On their web site,, there is a relatively useless page about “autoproductor”. I say relatively useless as it lists what information you need to submit but the reality is that there is a form you have to fill out which asks for things not listed in the web page. Thus, I would recommend you go to their office and request the form first.

I recommend SolarGuat as a source of equipment and, unless you know what you are doing, installation. They have good prices and clearly know what they are doing. Note that currently their web site is pretty useless so stop by or call.
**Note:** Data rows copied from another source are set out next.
PR #564, opened 2019-01-14
Update about.html

Meggin:
Improving about page to better align with Google voice.

### DIFF
--- a/content/about.html
+++ b/content/about.html
@@ -22,7 +22,7 @@
             </h1>
             <div class="masthead-left__body">
               <p>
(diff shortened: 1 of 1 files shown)


content/about.html
```diff
@@ -22,7 +22,7 @@ <h1 class="masthead-left__title">
             </h1>
             <div class="masthead-left__body">
               <p>
-                web.dev is the ultimate resource for developers of all
+                web.dev is a resource for developers of all
```
Meggin: I don't that's right?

Once your system is installed, you need to submit the paperwork to EEGSA to get a bi-directional meter. What you need includes a copy of your DPI, the form you have to fill out and, maybe some documentation of what you have installed. I included photos, a schematic I drew, and specification sheets on the PV panels and inverter. What I missed was needing the serial number of the inverter.

Once they accept your papers they will assign you a ticket number. Amazing as it may seem, they actually send you an email confirming the ticket and even tell you the status.

That’s where I am right now. I expect that within the next few days they will call to set up an appointment to first inspect the installation and then to change the meter. When I did this with EEGSA it all happened in less than two weeks.

Note that if you operate the system before the meter is changed it is likely that rather than reducing your bill, you will get charged for the electricity you produced. While I am not positive, I believe the electronic meters will do this but the old, mechanical meters have a mechanism which prevents this from happening.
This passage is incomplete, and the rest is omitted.